#### REQUIREMENT:
Wherever the word "tysonkamp" shows up in the data, report the line it sits in.

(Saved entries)

-- Opening Marker --

PR #4550, opened 2022-05-10
chore: remove config for semantic-pull-requests, add call to influx w…

tysonkamp:
…orkflow to replace.

We are removing semantic-pull-requests org wide. Influxdata has its own semantic validator that runs as a workflow triggered by GH Actions.  To address the settings in the semantic-pull-requests config file, the following will be done:

allowMergeCommits: true -> this is already allowed
allowRevertCommits: true -> this is already allowed
titleOnly: true -> this is configurable and will be noted in the commit referring to COMMITS_HISTORY: 0

If the team would prefer that the PR title was only validated when merging into master, this is also achievable.  Please comment and mention @tysonkamp to have this functionality configured (it would be in  the semantic.yml).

-- Closing Marker --

#### SOLUTION TO THE PROBLEM:
tysonkamp:
If the team would prefer that the PR title was only validated when merging into master, this is also achievable.  Please comment and mention @tysonkamp to have this functionality configured (it would be in  the semantic.yml).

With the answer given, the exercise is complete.